#### YOUR OBJECTIVE
Filter the entries for the word "DirichletBC". Copy each line that has it.

== DATASET EXCERPTS ==

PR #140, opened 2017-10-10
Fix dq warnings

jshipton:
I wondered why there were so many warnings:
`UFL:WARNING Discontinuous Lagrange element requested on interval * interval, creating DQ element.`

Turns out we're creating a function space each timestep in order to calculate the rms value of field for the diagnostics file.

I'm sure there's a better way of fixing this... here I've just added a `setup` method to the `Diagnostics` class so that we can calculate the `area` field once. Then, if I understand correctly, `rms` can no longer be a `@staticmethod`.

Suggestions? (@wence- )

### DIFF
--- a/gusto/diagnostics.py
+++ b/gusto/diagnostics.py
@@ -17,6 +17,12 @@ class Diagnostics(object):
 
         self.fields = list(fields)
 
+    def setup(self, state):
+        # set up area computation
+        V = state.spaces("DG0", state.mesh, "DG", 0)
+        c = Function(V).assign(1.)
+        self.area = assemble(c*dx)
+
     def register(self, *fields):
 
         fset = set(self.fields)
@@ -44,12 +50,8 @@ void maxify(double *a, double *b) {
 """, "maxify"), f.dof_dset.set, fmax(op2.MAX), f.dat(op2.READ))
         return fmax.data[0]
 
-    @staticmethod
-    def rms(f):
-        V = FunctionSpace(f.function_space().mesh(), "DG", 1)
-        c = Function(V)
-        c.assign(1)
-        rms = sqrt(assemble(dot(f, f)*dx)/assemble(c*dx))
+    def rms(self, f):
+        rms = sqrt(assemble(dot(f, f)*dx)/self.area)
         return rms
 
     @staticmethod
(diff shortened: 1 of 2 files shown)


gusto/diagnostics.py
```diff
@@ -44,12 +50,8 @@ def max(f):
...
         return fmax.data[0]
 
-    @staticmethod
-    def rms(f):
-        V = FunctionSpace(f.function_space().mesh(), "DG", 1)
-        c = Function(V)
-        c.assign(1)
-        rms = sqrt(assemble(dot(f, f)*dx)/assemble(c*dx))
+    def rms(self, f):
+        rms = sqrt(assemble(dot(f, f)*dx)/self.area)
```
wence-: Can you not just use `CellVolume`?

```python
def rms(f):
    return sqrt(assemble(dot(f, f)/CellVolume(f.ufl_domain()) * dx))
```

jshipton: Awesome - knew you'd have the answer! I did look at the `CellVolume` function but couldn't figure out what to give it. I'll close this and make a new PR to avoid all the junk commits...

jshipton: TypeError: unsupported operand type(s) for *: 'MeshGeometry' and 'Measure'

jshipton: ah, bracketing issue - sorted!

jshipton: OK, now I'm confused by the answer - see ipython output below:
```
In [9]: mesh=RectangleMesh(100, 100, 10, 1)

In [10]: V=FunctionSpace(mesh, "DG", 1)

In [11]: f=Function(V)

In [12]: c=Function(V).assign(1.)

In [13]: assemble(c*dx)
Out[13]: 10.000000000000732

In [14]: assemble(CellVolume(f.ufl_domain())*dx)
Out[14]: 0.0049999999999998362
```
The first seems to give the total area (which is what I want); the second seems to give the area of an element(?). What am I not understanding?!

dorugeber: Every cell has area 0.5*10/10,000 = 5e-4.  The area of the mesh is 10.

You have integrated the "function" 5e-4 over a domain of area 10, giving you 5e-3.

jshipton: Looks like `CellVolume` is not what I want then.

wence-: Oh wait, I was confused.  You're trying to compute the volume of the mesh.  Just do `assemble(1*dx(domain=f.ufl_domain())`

===
== DATASET EXCERPTS ==

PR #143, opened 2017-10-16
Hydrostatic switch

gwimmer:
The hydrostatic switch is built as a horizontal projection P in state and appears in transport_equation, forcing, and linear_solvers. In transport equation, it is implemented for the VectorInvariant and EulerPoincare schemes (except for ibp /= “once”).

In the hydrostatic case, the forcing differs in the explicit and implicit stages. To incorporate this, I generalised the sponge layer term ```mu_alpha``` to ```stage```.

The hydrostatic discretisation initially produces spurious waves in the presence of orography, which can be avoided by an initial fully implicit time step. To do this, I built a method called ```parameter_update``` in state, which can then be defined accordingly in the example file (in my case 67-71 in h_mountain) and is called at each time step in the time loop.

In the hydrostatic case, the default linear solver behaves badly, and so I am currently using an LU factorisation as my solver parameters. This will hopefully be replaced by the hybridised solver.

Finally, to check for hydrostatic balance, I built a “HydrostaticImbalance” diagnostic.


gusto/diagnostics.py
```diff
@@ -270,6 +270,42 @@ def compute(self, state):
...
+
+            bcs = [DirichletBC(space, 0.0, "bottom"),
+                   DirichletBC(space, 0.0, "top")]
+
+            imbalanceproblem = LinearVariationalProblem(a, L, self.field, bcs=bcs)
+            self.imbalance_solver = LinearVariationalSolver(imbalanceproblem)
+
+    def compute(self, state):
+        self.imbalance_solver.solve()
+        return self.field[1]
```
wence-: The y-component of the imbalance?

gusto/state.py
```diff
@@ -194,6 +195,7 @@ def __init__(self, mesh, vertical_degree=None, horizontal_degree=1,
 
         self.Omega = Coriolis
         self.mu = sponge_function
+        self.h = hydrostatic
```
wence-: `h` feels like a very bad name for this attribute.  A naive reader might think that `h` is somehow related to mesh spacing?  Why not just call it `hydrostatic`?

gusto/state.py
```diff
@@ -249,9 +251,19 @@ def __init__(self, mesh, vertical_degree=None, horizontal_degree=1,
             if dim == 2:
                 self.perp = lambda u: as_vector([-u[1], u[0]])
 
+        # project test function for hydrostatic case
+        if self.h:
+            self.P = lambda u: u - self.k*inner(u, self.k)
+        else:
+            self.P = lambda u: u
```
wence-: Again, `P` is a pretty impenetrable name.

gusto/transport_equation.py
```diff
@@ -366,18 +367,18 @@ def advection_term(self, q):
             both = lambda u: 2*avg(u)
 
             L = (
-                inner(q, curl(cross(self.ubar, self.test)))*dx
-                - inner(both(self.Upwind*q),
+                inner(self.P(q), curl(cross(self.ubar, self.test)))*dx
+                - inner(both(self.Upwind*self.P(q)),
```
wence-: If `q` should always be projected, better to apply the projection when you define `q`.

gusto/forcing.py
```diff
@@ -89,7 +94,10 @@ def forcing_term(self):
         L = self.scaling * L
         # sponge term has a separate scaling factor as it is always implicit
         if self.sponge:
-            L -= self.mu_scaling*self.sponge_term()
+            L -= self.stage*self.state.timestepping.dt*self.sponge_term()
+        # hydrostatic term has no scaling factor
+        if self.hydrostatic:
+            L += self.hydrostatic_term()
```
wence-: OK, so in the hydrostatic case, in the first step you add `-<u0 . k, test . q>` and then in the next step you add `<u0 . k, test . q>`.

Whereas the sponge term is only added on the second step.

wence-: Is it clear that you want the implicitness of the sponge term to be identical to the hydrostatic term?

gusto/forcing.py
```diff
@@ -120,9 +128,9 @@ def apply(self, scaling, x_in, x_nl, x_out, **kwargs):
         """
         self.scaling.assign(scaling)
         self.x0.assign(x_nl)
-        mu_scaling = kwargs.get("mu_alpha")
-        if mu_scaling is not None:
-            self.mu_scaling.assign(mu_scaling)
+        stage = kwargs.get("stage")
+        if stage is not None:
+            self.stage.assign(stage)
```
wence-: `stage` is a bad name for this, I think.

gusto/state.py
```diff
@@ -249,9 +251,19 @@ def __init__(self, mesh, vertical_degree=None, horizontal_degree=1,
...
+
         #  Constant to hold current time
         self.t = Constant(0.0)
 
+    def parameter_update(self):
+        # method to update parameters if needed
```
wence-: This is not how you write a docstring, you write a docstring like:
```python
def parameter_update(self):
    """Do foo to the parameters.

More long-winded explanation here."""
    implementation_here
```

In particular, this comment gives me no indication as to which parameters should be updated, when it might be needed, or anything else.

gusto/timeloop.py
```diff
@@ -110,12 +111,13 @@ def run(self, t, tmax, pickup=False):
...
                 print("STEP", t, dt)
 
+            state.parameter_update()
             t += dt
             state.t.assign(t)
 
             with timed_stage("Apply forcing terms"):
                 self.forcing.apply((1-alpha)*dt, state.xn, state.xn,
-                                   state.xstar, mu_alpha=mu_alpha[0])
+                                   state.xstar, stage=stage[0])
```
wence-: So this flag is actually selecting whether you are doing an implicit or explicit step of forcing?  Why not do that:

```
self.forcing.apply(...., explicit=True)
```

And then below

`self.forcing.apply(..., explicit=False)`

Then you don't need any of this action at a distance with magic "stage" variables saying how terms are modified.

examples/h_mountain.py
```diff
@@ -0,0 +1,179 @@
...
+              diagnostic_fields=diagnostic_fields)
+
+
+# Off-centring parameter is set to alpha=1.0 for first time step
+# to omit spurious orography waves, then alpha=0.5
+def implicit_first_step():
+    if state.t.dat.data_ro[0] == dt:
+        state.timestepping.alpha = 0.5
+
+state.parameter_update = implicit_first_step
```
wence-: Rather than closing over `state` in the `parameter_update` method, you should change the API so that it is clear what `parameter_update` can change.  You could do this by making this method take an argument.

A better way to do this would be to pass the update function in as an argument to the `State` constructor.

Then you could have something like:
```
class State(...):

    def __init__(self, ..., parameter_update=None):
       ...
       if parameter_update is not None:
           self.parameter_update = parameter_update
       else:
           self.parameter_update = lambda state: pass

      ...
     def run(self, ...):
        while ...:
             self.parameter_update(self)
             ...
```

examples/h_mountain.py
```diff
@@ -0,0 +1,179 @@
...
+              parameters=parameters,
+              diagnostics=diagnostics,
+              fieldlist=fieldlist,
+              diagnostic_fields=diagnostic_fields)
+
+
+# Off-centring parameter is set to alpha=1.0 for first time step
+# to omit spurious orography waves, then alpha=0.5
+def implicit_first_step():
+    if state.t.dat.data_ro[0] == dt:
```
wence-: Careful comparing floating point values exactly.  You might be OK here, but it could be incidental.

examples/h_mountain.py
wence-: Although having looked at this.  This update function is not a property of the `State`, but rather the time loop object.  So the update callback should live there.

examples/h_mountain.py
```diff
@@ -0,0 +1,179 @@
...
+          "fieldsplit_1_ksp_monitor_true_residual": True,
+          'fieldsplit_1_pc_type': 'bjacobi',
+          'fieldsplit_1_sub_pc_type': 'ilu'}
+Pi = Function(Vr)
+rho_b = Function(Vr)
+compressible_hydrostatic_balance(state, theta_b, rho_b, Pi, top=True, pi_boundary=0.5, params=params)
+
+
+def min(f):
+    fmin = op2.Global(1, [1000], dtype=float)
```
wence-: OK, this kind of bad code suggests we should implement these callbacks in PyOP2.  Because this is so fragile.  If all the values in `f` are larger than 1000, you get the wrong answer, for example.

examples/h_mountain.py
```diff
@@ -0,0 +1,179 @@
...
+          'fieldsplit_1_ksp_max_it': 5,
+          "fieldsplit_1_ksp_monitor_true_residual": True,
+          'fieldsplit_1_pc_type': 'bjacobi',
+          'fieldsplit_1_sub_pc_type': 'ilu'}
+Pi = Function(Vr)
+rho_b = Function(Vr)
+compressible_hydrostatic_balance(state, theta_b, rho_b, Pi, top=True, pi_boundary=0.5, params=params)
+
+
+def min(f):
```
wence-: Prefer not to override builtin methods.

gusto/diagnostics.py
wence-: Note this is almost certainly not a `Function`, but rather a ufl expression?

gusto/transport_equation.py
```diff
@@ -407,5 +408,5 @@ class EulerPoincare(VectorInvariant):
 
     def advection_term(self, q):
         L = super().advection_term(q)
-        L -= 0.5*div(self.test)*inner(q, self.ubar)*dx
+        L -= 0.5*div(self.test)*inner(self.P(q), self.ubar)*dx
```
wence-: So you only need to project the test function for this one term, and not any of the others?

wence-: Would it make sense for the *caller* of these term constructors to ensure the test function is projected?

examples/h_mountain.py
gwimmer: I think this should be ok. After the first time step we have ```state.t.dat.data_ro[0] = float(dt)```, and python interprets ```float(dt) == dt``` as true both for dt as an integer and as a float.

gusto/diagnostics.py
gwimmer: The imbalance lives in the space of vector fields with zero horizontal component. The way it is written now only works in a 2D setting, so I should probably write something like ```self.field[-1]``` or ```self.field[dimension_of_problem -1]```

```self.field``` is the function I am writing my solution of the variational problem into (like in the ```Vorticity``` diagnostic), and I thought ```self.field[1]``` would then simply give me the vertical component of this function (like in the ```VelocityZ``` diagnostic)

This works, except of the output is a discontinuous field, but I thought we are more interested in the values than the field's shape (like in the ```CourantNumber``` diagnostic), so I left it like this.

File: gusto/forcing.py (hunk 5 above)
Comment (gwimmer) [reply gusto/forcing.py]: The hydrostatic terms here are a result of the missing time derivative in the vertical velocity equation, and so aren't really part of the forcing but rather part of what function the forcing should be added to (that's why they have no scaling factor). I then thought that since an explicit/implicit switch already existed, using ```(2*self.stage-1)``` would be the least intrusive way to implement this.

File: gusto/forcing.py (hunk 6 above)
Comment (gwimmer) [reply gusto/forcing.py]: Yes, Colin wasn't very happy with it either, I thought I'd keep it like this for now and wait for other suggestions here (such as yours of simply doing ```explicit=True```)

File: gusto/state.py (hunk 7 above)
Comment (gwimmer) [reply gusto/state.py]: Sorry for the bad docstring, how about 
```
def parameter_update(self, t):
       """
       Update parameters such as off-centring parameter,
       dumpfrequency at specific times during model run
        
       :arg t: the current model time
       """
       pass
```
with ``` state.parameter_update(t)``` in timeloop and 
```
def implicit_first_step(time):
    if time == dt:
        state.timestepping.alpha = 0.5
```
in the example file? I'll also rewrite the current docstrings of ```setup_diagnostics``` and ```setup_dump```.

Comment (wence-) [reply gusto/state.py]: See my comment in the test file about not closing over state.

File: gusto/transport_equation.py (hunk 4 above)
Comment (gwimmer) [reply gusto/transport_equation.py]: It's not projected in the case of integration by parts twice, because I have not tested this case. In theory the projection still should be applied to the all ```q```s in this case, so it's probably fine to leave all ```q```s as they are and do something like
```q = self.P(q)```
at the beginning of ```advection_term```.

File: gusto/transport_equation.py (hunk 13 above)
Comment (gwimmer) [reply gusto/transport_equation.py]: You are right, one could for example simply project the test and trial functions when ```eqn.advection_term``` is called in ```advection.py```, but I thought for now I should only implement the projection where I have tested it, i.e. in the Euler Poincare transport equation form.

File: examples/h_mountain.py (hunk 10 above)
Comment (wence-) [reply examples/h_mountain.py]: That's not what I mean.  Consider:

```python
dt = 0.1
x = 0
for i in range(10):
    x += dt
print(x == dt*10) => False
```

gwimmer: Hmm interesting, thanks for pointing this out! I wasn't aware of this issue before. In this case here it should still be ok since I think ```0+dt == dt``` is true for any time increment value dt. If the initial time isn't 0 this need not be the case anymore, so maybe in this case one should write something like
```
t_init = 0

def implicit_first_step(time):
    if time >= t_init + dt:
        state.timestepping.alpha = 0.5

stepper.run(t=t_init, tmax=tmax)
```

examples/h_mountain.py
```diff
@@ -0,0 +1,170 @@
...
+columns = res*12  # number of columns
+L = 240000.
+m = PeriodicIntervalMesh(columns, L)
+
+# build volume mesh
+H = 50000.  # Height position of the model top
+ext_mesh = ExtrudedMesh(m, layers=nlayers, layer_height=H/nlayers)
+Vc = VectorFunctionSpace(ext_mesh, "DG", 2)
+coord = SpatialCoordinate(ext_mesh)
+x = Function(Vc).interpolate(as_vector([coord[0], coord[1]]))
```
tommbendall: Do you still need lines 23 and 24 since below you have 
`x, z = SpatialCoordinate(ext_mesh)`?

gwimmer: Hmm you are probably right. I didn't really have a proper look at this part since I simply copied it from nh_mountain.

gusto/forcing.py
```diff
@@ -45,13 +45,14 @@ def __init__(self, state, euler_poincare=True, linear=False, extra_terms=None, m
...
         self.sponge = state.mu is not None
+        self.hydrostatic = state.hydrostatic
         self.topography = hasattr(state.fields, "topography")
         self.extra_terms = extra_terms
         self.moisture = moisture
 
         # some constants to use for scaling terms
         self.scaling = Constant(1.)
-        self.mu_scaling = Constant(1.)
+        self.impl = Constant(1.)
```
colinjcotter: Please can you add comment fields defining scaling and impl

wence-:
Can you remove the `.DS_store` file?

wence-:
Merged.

===
== DATASET EXCERPTS ==

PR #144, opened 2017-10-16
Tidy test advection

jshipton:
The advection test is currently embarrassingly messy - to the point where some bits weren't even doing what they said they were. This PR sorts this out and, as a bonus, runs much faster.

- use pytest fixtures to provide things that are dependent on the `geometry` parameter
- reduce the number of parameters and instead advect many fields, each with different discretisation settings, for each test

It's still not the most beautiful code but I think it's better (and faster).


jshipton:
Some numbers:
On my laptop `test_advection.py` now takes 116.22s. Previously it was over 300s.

===

#### EXERCISE RESULT
+            bcs = [DirichletBC(space, 0.0, "bottom"),
+                   DirichletBC(space, 0.0, "top")]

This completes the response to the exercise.